# Provided material:
PR #131, opened 2015-04-07
Add flexible and complete verification options

### LINKED ISSUE #127: Add more flexible and complete verification options

michaeldavis-wf:
This adds the ability to use a more flexible option dictionary.  The options dictionary can be specified at the PyJWT object level or as an override passed directly into `decode()`

Attempts to fix #127

### DIFF
--- a/jwt/api.py
+++ b/jwt/api.py
@@ -16,7 +16,7 @@ from .utils import base64url_decode, base64url_encode
 
 
 class PyJWT(object):
-    def __init__(self, algorithms=None):
+    def __init__(self, algorithms=None, options=None):
         self._algorithms = get_default_algorithms()
         self._valid_algs = set(algorithms) if algorithms is not None else set(self._algorithms)
 
@@ -24,6 +24,22 @@ class PyJWT(object):
         for key in list(self._algorithms.keys()):
             if key not in self._valid_algs:
                 del self._algorithms[key]
+
+        if not options:
+            options = {}
+
+        self.default_options = {
+            'verify_signature': True,
+            'verify_exp': True,
+            'verify_nbf': True,
+            'verify_iat': True,
+            'verify_aud': True,
+        }
+
+        try:
+            self.options = {k: options[k] if k in options else v for k, v in self.default_options.items()}
+        except (ValueError, TypeError) as e:
+            raise TypeError('options must be a dictionary: %s' % e)
 
     def register_algorithm(self, alg_id, alg_obj):
         """
@@ -110,14 +126,16 @@ class PyJWT(object):
 
         return b'.'.join(segments)
 
-    def decode(self, jwt, key='', verify=True, algorithms=None, **kwargs):
+    def decode(self, jwt, key='', verify=True, algorithms=None, options=None, **kwargs):
         payload, signing_input, header, signature = self._load(jwt)
 
         if verify:
-            self._verify_signature(payload, signing_input, header, signature,
-                                   key, algorithms)
+            merged_options = self._merge_options(override_options=options)
+            if merged_options.get('verify_signature'):
+                self._verify_signature(payload, signing_input, header, signature,
+                                       key, algorithms)
 
-            self._validate_claims(payload, **kwargs)
+            self._validate_claims(payload, options=merged_options, **kwargs)
 
         return payload
 
@@ -177,8 +195,8 @@ class PyJWT(object):
         except KeyError:
             raise InvalidAlgorithmError('Algorithm not supported')
 
-    def _validate_claims(self, payload, verify_expiration=True, leeway=0,
-                         audience=None, issuer=None):
+    def _validate_claims(self, payload, audience=None, issuer=None, leeway=0,
+                         options=None, **kwargs):
         if isinstance(leeway, timedelta):
             leeway = timedelta_total_seconds(leeway)
 
@@ -187,7 +205,7 @@ class PyJWT(object):
 
         now = timegm(datetime.utcnow().utctimetuple())
 
-        if 'iat' in payload:
+        if 'iat' in payload and options.get('verify_iat'):
             try:
                 iat = int(payload['iat'])
             except ValueError:
@@ -196,7 +214,7 @@ class PyJWT(object):
             if iat > (now + leeway):
                 raise InvalidIssuedAtError('Issued At claim (iat) cannot be in the future.')
 
-        if 'nbf' in payload and verify_expiration:
+        if 'nbf' in payload and options.get('verify_nbf'):
             try:
                 nbf = int(payload['nbf'])
             except ValueError:
@@ -205,7 +223,7 @@ class PyJWT(object):
             if nbf > (now + leeway):
                 raise ImmatureSignatureError('The token is not yet valid (nbf)')
 
-        if 'exp' in payload and verify_expiration:
+        if 'exp' in payload and options.get('verify_exp'):
             try:
                 exp = int(payload['exp'])
             except ValueError:
@@ -214,7 +232,7 @@ class PyJWT(object):
             if exp < (now - leeway):
                 raise ExpiredSignatureError('Signature has expired')
 
-        if 'aud' in payload:
+        if 'aud' in payload and options.get('verify_aud'):
             audience_claims = payload['aud']
             if isinstance(audience_claims, string_types):
                 audience_claims = [audience_claims]
@@ -232,6 +250,15 @@ class PyJWT(object):
         if issuer is not None:
             if payload.get('iss') != issuer:
                 raise InvalidIssuerError('Invalid issuer')
+
+    def _merge_options(self, override_options=None):
+        if not override_options:
+            override_options = {}
+        try:
+            options = {k: override_options[k] if k in override_options else v for k, v in self.options.items()}
+        except (ValueError, TypeError) as e:
+            raise TypeError('options must be a dictionary: %s' % e)
+        return options
 
 
 _jwt_global_obj = PyJWT()
--- a/jwt/api.py
+++ b/jwt/api.py
@@ -37,8 +37,11 @@ class PyJWT(object):
         }
 
         try:
-            self.options = {k: options[k] if k in options else v for k, v in self.default_options.items()}
-        except (ValueError, TypeError) as e:
+            merged_options = dict()
+            for k, v in self.default_options.items():
+                merged_options[k] = options.get(k, v)
+            self.options = merged_options
+        except AttributeError as e:
             raise TypeError('options must be a dictionary: %s' % e)
 
     def register_algorithm(self, alg_id, alg_obj):
@@ -254,11 +257,15 @@ class PyJWT(object):
     def _merge_options(self, override_options=None):
         if not override_options:
             override_options = {}
+
         try:
-            options = {k: override_options[k] if k in override_options else v for k, v in self.options.items()}
-        except (ValueError, TypeError) as e:
+            merged_options = dict()
+            for k, v in self.options.items():
+                merged_options[k] = override_options.get(k, v)
+        except AttributeError as e:
             raise TypeError('options must be a dictionary: %s' % e)
-        return options
+
+        return merged_options
 
 
 _jwt_global_obj = PyJWT()
--- a/jwt/api.py
+++ b/jwt/api.py
@@ -36,13 +36,7 @@ class PyJWT(object):
             'verify_aud': True,
         }
 
-        try:
-            merged_options = dict()
-            for k, v in self.default_options.items():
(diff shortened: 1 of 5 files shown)


jpadilla:
Oh yeah, this looks good to me.

@mark-adams would like your feedback, since you created #127.

jwt/api.py
```diff
@@ -25,6 +25,25 @@ def __init__(self, algorithms=None):
...
 
+        if not options:
+            options = {}
+
+        self.default_options = {
+            'verify_signature': True,
+            'verify_exp': True,
+            'verify_nbf': True,
+            'verify_iat': True,
+            'verify_aud': True,
```
johnlockwood-wf: I would like to see these abbreviations expanded. The only reason they are abbreviated in the standard is to reduce the amount of data transmitted. Here it just serves to obfuscate.

johnlockwood-wf: How many people will choose to solve, non-verification messages by figuring out they can set all of these to False rather than taking the time to understand what it all means?

jwt/api.py
```diff
@@ -110,14 +129,16 @@ def encode(self, payload, key, algorithm='HS256', headers=None, json_encoder=Non
...
+    def decode(self, jwt, key='', verify=True, algorithms=None, options=None, **kwargs):
         payload, signing_input, header, signature = self._load(jwt)
 
         if verify:
-            self._verify_signature(payload, signing_input, header, signature,
-                                   key, algorithms)
+            merged_options = self._merge_options(override_options=options)
+            if merged_options.get('verify_signature'):
+                self._verify_signature(payload, signing_input, header, signature,
+                                       key, algorithms)
```
johnlockwood-wf: I think one argument that cancel's out the other is dangerous and adds a lot of complexity. It gives attackers an attack vector they could drive a truck through.

johnlockwood-wf: let's make it complicated to setup a non-standard set of claims verifications.

jwt/api.py
```diff
@@ -110,14 +129,16 @@ def encode(self, payload, key, algorithm='HS256', headers=None, json_encoder=Non
...
 
-            self._validate_claims(payload, **kwargs)
+            self._validate_claims(payload, options=merged_options, **kwargs)
```
johnlockwood-wf: What if the call that happens here is configurable? If you build your own claim verifier, you can configure jwt with it.

jwt/api.py
michaeldavis-wf: The only way to avoid consumers skipping verification is to completely disallow it, which ignores a huge number of use cases that need to turn off various checks.

jwt/api.py
michaeldavis-wf: I see no need to over complicate non-standard claims verifications.  I believe this would lead more people not understanding what they are doing, not fewer.

michaeldavis-wf: I can see the argument about verify vs verify_options in the options dict though.

jwt/api.py
michaeldavis-wf: The number one way people mess up security is by trying to write it themselves.  Forcing developers to write their own entire claim verifier, instead of allowing them to turn off the specific functionality that they do not need is going to cause much larger issues, especially when missing edge cases. 

I would argue pretty strongly against going that route.

jwt/api.py
michaeldavis-wf: Looking at the ruby library that the original issue was based on, it looks like they use the `verify` kwarg instead of `verify_signature` in the options dictionary at all.  

I can see taking it out of the dictionary completely to be the same as the ruby library or doing something like this:

```python
merged_options = self._merge_options(override_options=options)
if verify or merged_options.get('verify_signature'):
    self._verify_signature(payload, signing_input, header, signature,
                                       key, algorithms)

self._validate_claims(payload, options=merged_options, **kwargs)
```

This would avoid the `verify` kwarg from overriding the other options and require that the developer double opt-in to not verifying the signature.

jwt/api.py
mark-adams: I support keeping these abbreviated so they are consistent with the claim names. This is similar to how the Ruby JWT library does things. I think we should keep them the way they are.

Regarding @johnlockwood-wf's comment about setting everything to False; I'm not sure we can avoid people being stupid with their usage. Defaulting to secure (and to the standard) is the best behavior here.

jwt/api.py
mark-adams: I think that giving people specific flags to turn on and off (like the PR does) is better than letting them pass in an entirely separate claims verifier.

If they really want to do something highly custom, they can always inherit from PyJWT.

jwt/api.py
```diff
@@ -25,6 +25,25 @@ def __init__(self, algorithms=None):
...
+            'verify_exp': True,
+            'verify_nbf': True,
+            'verify_iat': True,
+            'verify_aud': True,
+        }
+
+        try:
+            merged_options = dict()
+            for k, v in self.default_options.items():
+                merged_options[k] = options.get(k, v)
```
mark-adams: Couldn't this be replaced with:
```
merged_options = self.default_options.copy()
merged_options.update(options)
self.options = merged_options
```

?

jwt/api.py
```diff
@@ -233,6 +254,19 @@ def _validate_claims(self, payload, verify_expiration=True, leeway=0,
...
                 raise InvalidIssuerError('Invalid issuer')
 
+    def _merge_options(self, override_options=None):
+        if not override_options:
+            override_options = {}
+
+        try:
+            merged_options = dict()
+            for k, v in self.options.items():
+                merged_options[k] = override_options.get(k, v)
```
mark-adams: This looks very similar to my other comment about using `dict.update()` (see above)

This code looks very similar. You could probably break it out into a function and reuse it in both spots.

jwt/api.py
```diff
@@ -233,6 +254,19 @@ def _validate_claims(self, payload, verify_expiration=True, leeway=0,
             if payload.get('iss') != issuer:
                 raise InvalidIssuerError('Invalid issuer')
 
+    def _merge_options(self, override_options=None):
+        if not override_options:
+            override_options = {}
+
+        try:
+            merged_options = dict()
```
mark-adams: I'd like to see this changed to `{}`

jwt/api.py
```diff
@@ -25,6 +25,25 @@ def __init__(self, algorithms=None):
...
+        self.default_options = {
+            'verify_signature': True,
+            'verify_exp': True,
+            'verify_nbf': True,
+            'verify_iat': True,
+            'verify_aud': True,
+        }
+
+        try:
+            merged_options = dict()
```
mark-adams: I'd like to see this changed to {}

jwt/api.py
michaeldavis-wf: The slight difference is that the with your way, `self.options` can end up with keys that weren't originally in `default_dict`.  It isn't a problem as long as we don't ever assume `merged_options` to only contain the default keys.

mark-adams: That doesn't bother me since those extra keys won't affect the behavior of the library. If anything, we may introduce future extensibility so custom options may make sense.

I think the code is a cleaner without the loop too.

mark-adams:
Also, @michaeldavis-wf, make sure you add yourself to the AUTHORS file

jwt/api.py
johnlockwood-wf: How about adding common non-standard claims verification to the api? This way you have no single highly complex interface. Adding an options keyword argument that can take five different keys is the same as adding those keys to the method interface:

    decode(self, jwt, key='', verify=True, algorithms=None, verify_signature=False, verify_exp=False, verify_nbf=False, verify_iat=False, verify_aud=False, **kwargs)

The order of complexity is increased for each option.

As experts in the use cases, you will give less experienced users better information about how they should do things.

jwt/api.py
johnlockwood-wf: they should at least be labeled with expansions, or have a "constants" class that labels the keys, such as:

    class CLAIMS_KEYS(object):
        class VERIFY(object):
            EXPIRATION = 'verify_exp'
            ISSUED_AT = 'verify_iat'

jwt/api.py
johnlockwood-wf: People mess things up because they are hard and complicated and take a lot of knowledge to know if they are doing the right thing or not. If we can reduce the complication and give them an interface that better explains itself, they will be less likely to screw it up.

johnlockwood-wf: I think if the individual claims verification functionality was broken up,  it would only leave it to the more advanced user to compose them.

mark-adams: I agree with you that people screw things up because they are hard and complicated. However, I think that's why its simplest to present a secure set of defaults and make people aware of the fact that they can modify them at their own risk.

@michaeldavis-wf You might want to add to the README that changing the defaults is a behavior done at their own risk and may make their application less secure.

jwt/api.py
```diff
@@ -16,7 +16,7 @@
 
 
 class PyJWT(object):
-    def __init__(self, algorithms=None):
+    def __init__(self, algorithms=None, options=None):
```
johnlockwood-wf: what do you think about the keyword being, `verification_options`, so they are well categorized.

mark-adams: There's no reason why we couldn't use `options=` for other options later. I feel like `verification_options` would restrict what we could do with this argument unnecessarily.

In addition, all the current options start with `verify_` so I feel like it'd be a bit redundant to call it `verification_options`.

jwt/api.py
michaeldavis-wf: @mark-adams I updated the README with a note outlining that.

jwt/api.py
johnlockwood-wf: Grouping arguments into a category is better than having a lot of uncategorized arguments. If there are more unrelated  types of arguments in the future, they could be added to another group.

johnlockwood-wf: and to reduce redundancy, the verification_options dict could leave out the `verify_` prefix of the keys.

johnlockwood-wf: verify_claims = {'exp': False, 'aud': False}

johnlockwood-wf: As maintainers it is also easier to commit to a more restricted change to the interface.

jwt/api.py
mark-adams: > Adding an options keyword argument that can take five different keys is the same as adding those keys to the method interface

I disagree with you here entirely. The options object is much more readable than simple adding an argument to the method's arguments and that gives it an advantage over simply adding arguments.

I think maintaining some level of parity with ruby-jwt's API is also valuable here. (even though I'm not saying we should lock ourselves down to just matching ruby-jwt either; its just that I happen to agree with their design)

mark-adams: We can always iterate on this further. I think this design is a big improvement over what we have currently. I'm open to PRs suggesting further enhancements before we do a release.

The nice thing about code is that we can change it (until a release; then we have to consider API changes and how they will affect consumers)

mark-adams:
@michaeldavis-wf Last thing and I'm cool with merging this... can you add something to the CHANGELOG?

jwt/api.py
mark-adams: In the long-run, I'd rather add some sort of custom extensibility point (read: callable) that you could pass for additional validations on top of those provided by the library. 

I don't feel like we're at risk here of adding "too many unrelated arguments or options" even though I do understand your concern. We aren't going to add all sorts of crazy willy-nilly validations; our main focus is on parity with the validations with the JWT spec and I can't see it requiring us to add too many more options here.

mark-adams: I don't have a problem discussing more ideas in future PRs but I believe this is better than what we currently have for sure.

michaeldavis-wf:
@mark-adams @jpadilla Would it be possible to cut a release with this functionality in it, or possibly after https://github.com/jpadilla/pyjwt/pull/132 goes in?

jpadilla:
@mark-adams I'm fine with a new release whenever you want. You could create a PR with the version bump, etc and I'll go ahead and publish the release.

mark-adams:
Cool. I'll try to wrap things up tonight. I had a couple small changes I wanted to make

# What is expected:
The answer is each line in which the word "README" occurs, copied from the material above.

# Completed exercise:
@michaeldavis-wf You might want to add to the README that changing the defaults is a behavior done at their own risk and may make their application less secure.
michaeldavis-wf: @mark-adams I updated the README with a note outlining that.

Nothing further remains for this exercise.